EXERCISE DESCRIPTION:
Among the lines of the data, copy those that hold "know".

SOURCE RECORDS:
____________________

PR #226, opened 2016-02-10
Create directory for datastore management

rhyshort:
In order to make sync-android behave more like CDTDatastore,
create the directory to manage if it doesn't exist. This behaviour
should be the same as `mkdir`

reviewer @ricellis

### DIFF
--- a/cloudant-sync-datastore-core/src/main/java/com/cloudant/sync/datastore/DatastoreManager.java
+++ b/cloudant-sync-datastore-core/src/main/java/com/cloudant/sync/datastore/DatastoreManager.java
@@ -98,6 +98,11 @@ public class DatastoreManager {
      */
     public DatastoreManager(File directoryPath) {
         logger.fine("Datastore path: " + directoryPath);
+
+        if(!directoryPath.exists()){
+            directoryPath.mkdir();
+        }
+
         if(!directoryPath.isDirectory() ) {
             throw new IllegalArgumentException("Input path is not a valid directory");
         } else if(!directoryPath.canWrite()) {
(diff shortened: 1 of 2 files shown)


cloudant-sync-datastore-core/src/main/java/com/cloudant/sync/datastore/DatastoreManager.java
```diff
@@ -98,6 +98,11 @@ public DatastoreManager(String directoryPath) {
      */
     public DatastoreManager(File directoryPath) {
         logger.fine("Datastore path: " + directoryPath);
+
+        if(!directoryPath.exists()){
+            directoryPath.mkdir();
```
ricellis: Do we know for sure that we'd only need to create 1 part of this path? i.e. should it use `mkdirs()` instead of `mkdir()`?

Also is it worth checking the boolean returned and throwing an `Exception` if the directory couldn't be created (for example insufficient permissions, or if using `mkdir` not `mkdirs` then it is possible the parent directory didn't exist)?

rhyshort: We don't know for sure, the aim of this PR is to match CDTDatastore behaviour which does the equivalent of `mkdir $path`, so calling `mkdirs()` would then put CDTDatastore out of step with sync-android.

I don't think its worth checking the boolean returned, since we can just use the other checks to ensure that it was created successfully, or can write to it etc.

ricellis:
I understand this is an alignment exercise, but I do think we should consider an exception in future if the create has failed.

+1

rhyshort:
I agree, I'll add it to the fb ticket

____________________

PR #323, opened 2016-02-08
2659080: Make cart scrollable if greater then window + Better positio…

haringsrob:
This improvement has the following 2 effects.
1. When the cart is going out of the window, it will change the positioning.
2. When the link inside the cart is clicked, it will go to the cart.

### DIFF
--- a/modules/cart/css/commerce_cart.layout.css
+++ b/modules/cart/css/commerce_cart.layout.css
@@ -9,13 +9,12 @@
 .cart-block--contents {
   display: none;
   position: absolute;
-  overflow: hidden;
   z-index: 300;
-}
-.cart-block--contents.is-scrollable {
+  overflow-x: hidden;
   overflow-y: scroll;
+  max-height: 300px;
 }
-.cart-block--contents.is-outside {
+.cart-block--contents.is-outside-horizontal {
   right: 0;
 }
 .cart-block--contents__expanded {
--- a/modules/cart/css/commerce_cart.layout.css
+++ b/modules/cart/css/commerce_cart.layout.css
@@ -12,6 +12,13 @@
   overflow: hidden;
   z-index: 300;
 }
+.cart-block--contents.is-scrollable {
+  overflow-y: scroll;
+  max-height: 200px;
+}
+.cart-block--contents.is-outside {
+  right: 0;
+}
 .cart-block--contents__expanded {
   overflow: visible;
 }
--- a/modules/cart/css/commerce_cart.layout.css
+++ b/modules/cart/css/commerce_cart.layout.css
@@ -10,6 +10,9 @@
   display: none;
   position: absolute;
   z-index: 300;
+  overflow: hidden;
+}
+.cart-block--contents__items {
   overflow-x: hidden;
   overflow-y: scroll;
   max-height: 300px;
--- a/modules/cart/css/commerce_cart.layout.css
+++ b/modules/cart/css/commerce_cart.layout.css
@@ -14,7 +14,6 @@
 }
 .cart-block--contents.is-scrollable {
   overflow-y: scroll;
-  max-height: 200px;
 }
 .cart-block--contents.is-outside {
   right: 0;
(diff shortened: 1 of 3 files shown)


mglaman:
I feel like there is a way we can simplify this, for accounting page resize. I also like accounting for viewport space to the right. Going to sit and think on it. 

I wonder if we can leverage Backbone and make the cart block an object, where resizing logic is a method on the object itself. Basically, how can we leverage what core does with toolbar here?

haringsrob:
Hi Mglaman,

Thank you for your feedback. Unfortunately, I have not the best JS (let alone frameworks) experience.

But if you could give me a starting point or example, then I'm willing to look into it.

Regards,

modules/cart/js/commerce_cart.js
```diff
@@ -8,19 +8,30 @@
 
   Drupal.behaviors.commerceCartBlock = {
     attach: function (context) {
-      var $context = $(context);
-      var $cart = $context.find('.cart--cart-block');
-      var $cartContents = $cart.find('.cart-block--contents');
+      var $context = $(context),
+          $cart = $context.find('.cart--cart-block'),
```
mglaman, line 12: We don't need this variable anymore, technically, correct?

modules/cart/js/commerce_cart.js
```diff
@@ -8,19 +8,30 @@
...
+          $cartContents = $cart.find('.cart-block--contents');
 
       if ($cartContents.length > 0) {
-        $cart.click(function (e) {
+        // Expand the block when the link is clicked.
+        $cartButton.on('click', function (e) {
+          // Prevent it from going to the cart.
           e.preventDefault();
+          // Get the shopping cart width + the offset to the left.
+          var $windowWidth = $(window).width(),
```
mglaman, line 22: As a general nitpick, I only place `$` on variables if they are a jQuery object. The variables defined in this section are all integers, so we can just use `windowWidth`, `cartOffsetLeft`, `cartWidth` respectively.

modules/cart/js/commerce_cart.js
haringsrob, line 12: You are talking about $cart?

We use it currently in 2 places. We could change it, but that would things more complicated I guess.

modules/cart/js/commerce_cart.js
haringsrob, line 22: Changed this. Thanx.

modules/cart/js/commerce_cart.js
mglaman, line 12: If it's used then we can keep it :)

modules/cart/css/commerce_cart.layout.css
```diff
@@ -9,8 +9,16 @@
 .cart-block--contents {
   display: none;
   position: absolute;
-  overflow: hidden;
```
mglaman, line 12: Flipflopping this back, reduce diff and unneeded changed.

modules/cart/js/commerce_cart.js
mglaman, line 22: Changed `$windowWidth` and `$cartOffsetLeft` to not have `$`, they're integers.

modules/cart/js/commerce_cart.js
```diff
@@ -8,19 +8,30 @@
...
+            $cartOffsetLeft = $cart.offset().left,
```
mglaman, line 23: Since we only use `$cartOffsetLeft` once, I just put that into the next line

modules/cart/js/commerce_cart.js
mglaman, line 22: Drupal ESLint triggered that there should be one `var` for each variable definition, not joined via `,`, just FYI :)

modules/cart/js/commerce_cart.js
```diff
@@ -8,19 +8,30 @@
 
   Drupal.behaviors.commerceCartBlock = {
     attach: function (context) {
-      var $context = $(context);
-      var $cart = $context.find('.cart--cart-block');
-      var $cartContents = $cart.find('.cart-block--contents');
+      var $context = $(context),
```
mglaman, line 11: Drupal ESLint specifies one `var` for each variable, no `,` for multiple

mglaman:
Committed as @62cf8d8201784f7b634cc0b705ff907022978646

____________________

FINISHED TASK:
ricellis: Do we know for sure that we'd only need to create 1 part of this path? i.e. should it use `mkdirs()` instead of `mkdir()`?
rhyshort: We don't know for sure, the aim of this PR is to match CDTDatastore behaviour which does the equivalent of `mkdir $path`, so calling `mkdirs()` would then put CDTDatastore out of step with sync-android.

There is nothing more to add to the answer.